Gatwick Airport Shuttle Transit
The latest generation of rolling stock approaching the North Terminal
|Locale||London Gatwick Airport,|
|Transit type||Automated people mover|
|Number of lines||1|
|Number of stations||2|
|Number of vehicles||6|
|System length||0.75 miles (1.21 km)|
|No. of tracks||2|
The Gatwick Airport Shuttle Transit is a 0.75 miles (1.21 km) long elevated automated people mover that links the North and South Terminals at London's Gatwick Airport. The line is ground-side, and besides linking the two terminals also serves to link the North terminal to the airport railway station. Although sometimes colloquially, but erroneously, known as a "monorail", the transit vehicles are carried on rubber tyres running on a concrete track with twin running surfaces and are steered by separate guide rails.
Until 1987, Gatwick had a single main terminal, now known as the South Terminal. In 1983, an air-side people mover system opened to link that main terminal to the (then new) circular satellite pier. This was the UK's first automated people-moving system. This system has since been replaced by a walkway-and-moving walkway link, although the remains of the elevated guideway are still visible.
In 1987, a new North Terminal was opened. At the same time the current people mover opened to connect the new terminal to the existing South Terminal and the adjacent railway station. The line initially used Adtranz C-100 people-mover cars, which remained in operation until September 2009, by which time they had travelled a total of 2.5 million miles (4 million km). Gatwick began upgrading its shuttle service in April 2008, with a bus replacement service in place from September 2009. A new operating system and shuttle cars (six Bombardier CX-100 vehicles) was installed, and the guideway and transit stations were refurbished at a total cost of £45 million. The system re-opened on 1 July 2010, two months ahead of schedule; it featured live journey information and sensory technology to count the number of passengers at stations.

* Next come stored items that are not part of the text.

PR #8334, opened 2026-09-21
feat(effect): Added `Config.flatMap`

nikelborm:
**😉 Ready for review 🫶**

## Type

- [ ] Refactor
- [x] Feature
- [ ] Bug Fix
- [ ] Optimization
- [ ] Documentation Update

## Description

Added support for `Config.flatMap` to significantly simplify the chaining and branching of configs. Without this operator, you can't provide a fallback config when the other is missing. You'd need to step completely out of the `Config` world and use plain effect combinators instead, losing composability with other config values.


packages/effect/src/Config.ts
```diff
@@ -261,6 +261,83 @@ export const map: {
...
+ * @since 2.0.0
+ */
+export const flatMap: {
+  <A, B>(f: (a: A) => Config<B>): (self: Config<A>) => Config<B>
+  <A, B>(self: Config<A>, f: (a: A) => Config<B>): Config<B>
+} = dual(2, <A, B>(self: Config<A>, f: (a: A) => Config<B>): Config<B> => {
+  return make((provider, pathPrefix) =>
+    Effect.flatMap(evaluateAt(self, provider, pathPrefix), (resolution) =>
+      resolution._tag === "Resolved"
+        ? evaluateAt(f(resolution.value), provider, pathPrefix)
```
tim-smart, line 336: This will lose `resolution.hasInput` from the outer config.

packages/effect/src/Config.ts
```diff
@@ -261,6 +261,83 @@ export const map: {
...
+ *       )
+ *       // prod is much stricter
+ *       : Config.NonEmptyString("PROD_HOST").pipe(
+ *         withAbsenceFallback(Config.NonEmptyString("HOST"))
+ *       )
+ *   )
+ * )
+ * ```
+ *
+ * @see {@link mapEffect} – to avoid propagating absence to the whole config
```
tim-smart, line 321: Not sure about putting `mapEffect` here. Using a config value in a mapEffect will lose the path prefix.

packages/effect/src/Config.ts
```diff
@@ -261,6 +261,83 @@ export const map: {
...
+ * ```ts import.meta.vitest
+ * import { Config, Option } from "effect"
+ *
+ * const EnvVar = (name: string) =>
+ *   Config.Literals([
+ *     ...["prod", "production", "PROD", "PRODUCTION"] as const,
+ *     ...["dev", "development", "DEV", "DEVELOPMENT"] as const
+ *   ], name)
+ *
+ * const withAbsenceFallback = <A, B>(fallback: Config.Config<A>) => (self: Config.Config<B>): Config.Config<A | B> =>
```
tim-smart, line 287: We could probably add `orElseIfAbsent`

tim-smart (changes requested):

packages/effect/src/Config.ts
nikelborm: but that's intentional

packages/effect/src/Config.ts
nikelborm: Do you mean it as a replacement for the whole `flatMap`, or as an addition beside it? I can do either option

packages/effect/src/Config.ts
nikelborm: I tried the implementation that has `preserveInputEvidence(evaluateAt(f(resolution.value), provider, pathPrefix), resolution.hasInput)` here. 
And with it, even the basic test fails.

```
it("flatMap lets an inner Absent stay recoverable through Config.option", async () => {
      const hostConfig = Config.Int("port").pipe(
        Config.flatMap((port) =>
          port === 80
            ? Config.String("prodHost")
            : Config.String("devHost")
        )
      )

      await assertSuccess(
        Config.option(hostConfig),
        ConfigProvider.fromUnknown({ port: "80" }),
        Option.none()
      )
```

```
- Expected
+ Received

  {
    "_id": "Result",
-   "_tag": "Success",
-   "value": {
-     "_id": "Option",
-     "_tag": "None",
+   "_tag": "Failure",
+   "failure": ConfigError {
+     "_tag": "ConfigError",
+     "cause": SchemaError {
+       "message": "Expected string
+   at [\"prodHost\"]",
```

nikelborm: I even specifically test for it:
```ts
it("flatMap doesn't preserve hasInput across nested composition", async () => {
      const config = Config.all({
        flag: Config.Int("port").pipe(
          Config.flatMap(() => Config.option(Config.String("unused")))
        ),
        required: Config.String("required")
      }).pipe(Config.withDefault({ flag: Option.none(), required: "default" }))

      // If you want to get `Expected string at ["required"]` error instead, you
      // can just use `Config.mapEffect` in place of `Config.flatMap`
      await assertSuccess(
        config,
        ConfigProvider.fromUnknown({ port: "80" }),
        { flag: Option.none(), required: "default" }
      )
    })
```

nikelborm: Although, as you noted the advice to use `config.mapEffect` is not good, because of the path prefix

I initially thought about adding something like `.flatMap` and `.flatMapEager` and the second one would have `preserveInputEvidence` and would fail early (eagerly) instead of my previous recommendation for mapEffect.

Do you think a second operator with slightly different behavior is a good idea? Should I choose a different name instead of `.flatMapEager`? Because any other name I considered sounded like exposure of implementation details. Because of that, I haven't added the second one at all, since `Config.flatMap` with the other implementation is useless for my use case, and I couldn't have both with sane names.

tim-smart: Currently Config.flatMap + Config.succeed has different behavior to Config.map. They should probably be aligned with whatever we end up with.

I think this has uncovered an issue with how absence is treated inside Config.all:



I think we want the "target" behavior.

packages/effect/src/Config.ts
tim-smart: An addition in another PR.

packages/effect/src/Config.ts
gcanti: https://github.com/Effect-TS/effect/pull/8488

nikelborm: ok, let me rebase on top of main, since it's merged

packages/effect/src/Config.ts
nikelborm: Ok, I'll do that in a follow-up PR, based on `.flatMap` introduced by this one

packages/effect/src/Config.ts
nikelborm: Removed info about it

packages/effect/src/Config.ts
nikelborm: Rebased on top of #8488 and reworked tests to cover every data flow I could think of. Also made tests more granular so that it's much easier to pinpoint failed assertions.

gcanti (approved):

The transit has two parallel guideway tracks, running on a concrete elevated structure with an emergency walk-way between the tracks. There are enclosed stations at each terminal, which allow boarding from a central platform between the tracks while passengers disembark to platforms outside the tracks. Doors on the edges of each platform line up with the train's doors. There is no connection between the two tracks, each of which hosts a single three-car train shuttling backwards and forward. The line is automatic and driver-less. The normal service uses both trains, with a departure from each terminal every 5 minutes and a 2 to 3 minute journey time. The service operates 24-hours a day, although service levels are reduced to every 10 minutes between 23:00 and 06:00. No fares are charged.